Issue #7025, opened 2020-11-27
[FxA-Settings] No 2FA download/copy/print icons states displayed


vasilicatamas:
**Build**
Stage [Train 1.194.0]

**Affected platforms**
Windows 10
Android 9
iOS

**Steps to reproduce**
1. Navigate to https://accounts.stage.mozaws.net/beta/settings/ and login using an existing account.
2. Click on the "Add" button from 2FA section.
3. Enter the code received after the QR code was scanned and tap on "Continue".
4. Check the download/copy/print icons.

**Expected results**
The icons successfully display all the states - as presented in figma.
![Screenshot_52](https://user-images.githubusercontent.com/18114210/100453066-007ed480-30c3-11eb-96ce-c5a6f0c674a6.png)

**Actual Results**
The icons do not have the hover/click/tap/focus states presented in figma.

karinabk:
@LZoog @jodyheavener While reproducing this issue on Chrome I noticed that rows overlapped 
![Screenshot from 2021-04-07 16-03-09](https://user-images.githubusercontent.com/35498147/113849398-42c7c900-97bb-11eb-8472-97101299d294.png)

There is no such issue on Firefox though. If you don't mind I will work on this issue

data-sync-user:
➤ Vasilica Tamas commented:

This issue is verified as fixed on Stage  [Train 1.204.3] under Windows 10 64-bit, Android 9 and iOS 14.4. The icons successfully display the hover, click/tap and focus states.

PR #8169, opened 2021-04-07
fix(fxa-settings): add 2FA icons states

karinabk:
## Because

- 2FA icons do not have states

## This pull request

- Adds hover to the download/copy/print icons

Related: https://github.com/mozilla/fxa/issues/7025

## Checklist

### DIFF
--- a/packages/fxa-settings/src/components/GetDataTrio/index.tsx
+++ b/packages/fxa-settings/src/components/GetDataTrio/index.tsx
@@ -55,7 +55,7 @@ export const GetDataTrio = ({ value, onAction }: GetDataTrioProps) => {
           )}
           download={`${primaryEmail.email} Firefox.txt`}
           data-testid="databutton-download"
-          className="w-12 h-12 relative inline-block text-grey-500 rounded active:text-blue-500 active:outline-black-dotted focus:outline-black-dotted"
+          className="w-12 h-12 relative inline-block text-grey-500 rounded active:text-blue-500 active:outline-black-dotted focus:outline-black-dotted hover:bg-grey-50"
           onClick={() => onAction?.('download')}
         >
           <DownloadIcon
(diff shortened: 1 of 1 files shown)


karinabk:
@LZoog @jodyheavener  I updated hover here. These icons are blue in the active state, since we removed the blue state from the eye icon (in the password input component) do we need to remove it here too? Also, I am not sure how to add click/tap status. Do you have any ideas?

LZoog:
@karinabk Hmm so this issue might be a little tricky to close out entirely with all of those states. I'm not sure if there's an ideal way to style that `title` attribute to match the image posted in the issue - I think it may need to be a tooltip, which increases the complexity here.

The click/tap state is that blue `focus` state that you're seeing. I think, until we get all of the states in place, the blue is fine for now - I'd like to double check this with our Design team before proceeding. I think to get us partially there, you could change the hover state to `bg-grey-50` since that more closely matches the color in the image, and that would be a small win there.

If you can find what's causing the [Chrome bug you found](https://github.com/mozilla/fxa/issues/7025#issuecomment-814787931), that would also be a win here, though it's not necessary to get this PR merged. I know it won't close out the issue, but that's OK. You can change "Work in progress: #7025" to "Related: #7025" so the issue remains linked, but not "closed" when the pull request is merged.

P.S. GitHub has a "draft" state pull request that you can use when you're putting a WIP PR up. The "WIP" text works in the title as well, but just wanted to let you know about that functionality, it's pretty new. 🙂

karinabk:
@LZoog Oh, interesting! I didn't know about the 'draft' state feature. 

I will try to solve the Chrome bug and add the tooltips ;) Let me know if there will be an update regarding icons styling.

LZoog:
(I responded in Matrix to [this comment](https://github.com/mozilla/fxa/pull/8169#issuecomment-815477971), I don't think the tooltips should be added as part of this PR)

@karinabk It looks like you've got a merge conflict, but this is otherwise g2g! If you pull latest `main`, you can resolve the conflict by keeping the incoming change and your change.

The Circle CI failure seems to be coming from a flaky test, when you repush they will rerun.

karinabk:
@LZoog I updated the forked project and changed PR. Thanks

jodyheavener:
Is this PR still WIP?

karinabk:
@jodyheavener No, we decided to split this issue into smaller ones. Thanks for the reminder ;)

jodyheavener (approved):
LGTM :)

- _Exercise requirements_: Give back every record exactly.

- _Answer to the problem_:
Issue #7025, opened 2020-11-27
[FxA-Settings] No 2FA download/copy/print icons states displayed


vasilicatamas:
**Build**
Stage [Train 1.194.0]

**Affected platforms**
Windows 10
Android 9
iOS

**Steps to reproduce**
1. Navigate to https://accounts.stage.mozaws.net/beta/settings/ and login using an existing account.
2. Click on the "Add" button from 2FA section.
3. Enter the code received after the QR code was scanned and tap on "Continue".
4. Check the download/copy/print icons.

**Expected results**
The icons successfully display all the states - as presented in figma.
![Screenshot_52](https://user-images.githubusercontent.com/18114210/100453066-007ed480-30c3-11eb-96ce-c5a6f0c674a6.png)

**Actual Results**
The icons do not have the hover/click/tap/focus states presented in figma.

karinabk:
@LZoog @jodyheavener While reproducing this issue on Chrome I noticed that rows overlapped 
![Screenshot from 2021-04-07 16-03-09](https://user-images.githubusercontent.com/35498147/113849398-42c7c900-97bb-11eb-8472-97101299d294.png)

There is no such issue on Firefox though. If you don't mind I will work on this issue

data-sync-user:
➤ Vasilica Tamas commented:

This issue is verified as fixed on Stage  [Train 1.204.3] under Windows 10 64-bit, Android 9 and iOS 14.4. The icons successfully display the hover, click/tap and focus states.

PR #8169, opened 2021-04-07
fix(fxa-settings): add 2FA icons states

karinabk:
## Because

- 2FA icons do not have states

## This pull request

- Adds hover to the download/copy/print icons

Related: https://github.com/mozilla/fxa/issues/7025

## Checklist

### DIFF
--- a/packages/fxa-settings/src/components/GetDataTrio/index.tsx
+++ b/packages/fxa-settings/src/components/GetDataTrio/index.tsx
@@ -55,7 +55,7 @@ export const GetDataTrio = ({ value, onAction }: GetDataTrioProps) => {
           )}
           download={`${primaryEmail.email} Firefox.txt`}
           data-testid="databutton-download"
-          className="w-12 h-12 relative inline-block text-grey-500 rounded active:text-blue-500 active:outline-black-dotted focus:outline-black-dotted"
+          className="w-12 h-12 relative inline-block text-grey-500 rounded active:text-blue-500 active:outline-black-dotted focus:outline-black-dotted hover:bg-grey-50"
           onClick={() => onAction?.('download')}
         >
           <DownloadIcon
(diff shortened: 1 of 1 files shown)


karinabk:
@LZoog @jodyheavener  I updated hover here. These icons are blue in the active state, since we removed the blue state from the eye icon (in the password input component) do we need to remove it here too? Also, I am not sure how to add click/tap status. Do you have any ideas?

LZoog:
@karinabk Hmm so this issue might be a little tricky to close out entirely with all of those states. I'm not sure if there's an ideal way to style that `title` attribute to match the image posted in the issue - I think it may need to be a tooltip, which increases the complexity here.

The click/tap state is that blue `focus` state that you're seeing. I think, until we get all of the states in place, the blue is fine for now - I'd like to double check this with our Design team before proceeding. I think to get us partially there, you could change the hover state to `bg-grey-50` since that more closely matches the color in the image, and that would be a small win there.

If you can find what's causing the [Chrome bug you found](https://github.com/mozilla/fxa/issues/7025#issuecomment-814787931), that would also be a win here, though it's not necessary to get this PR merged. I know it won't close out the issue, but that's OK. You can change "Work in progress: #7025" to "Related: #7025" so the issue remains linked, but not "closed" when the pull request is merged.

P.S. GitHub has a "draft" state pull request that you can use when you're putting a WIP PR up. The "WIP" text works in the title as well, but just wanted to let you know about that functionality, it's pretty new. 🙂

karinabk:
@LZoog Oh, interesting! I didn't know about the 'draft' state feature. 

I will try to solve the Chrome bug and add the tooltips ;) Let me know if there will be an update regarding icons styling.

LZoog:
(I responded in Matrix to [this comment](https://github.com/mozilla/fxa/pull/8169#issuecomment-815477971), I don't think the tooltips should be added as part of this PR)

@karinabk It looks like you've got a merge conflict, but this is otherwise g2g! If you pull latest `main`, you can resolve the conflict by keeping the incoming change and your change.

The Circle CI failure seems to be coming from a flaky test, when you repush they will rerun.

karinabk:
@LZoog I updated the forked project and changed PR. Thanks

jodyheavener:
Is this PR still WIP?

karinabk:
@jodyheavener No, we decided to split this issue into smaller ones. Thanks for the reminder ;)

jodyheavener (approved):
LGTM :)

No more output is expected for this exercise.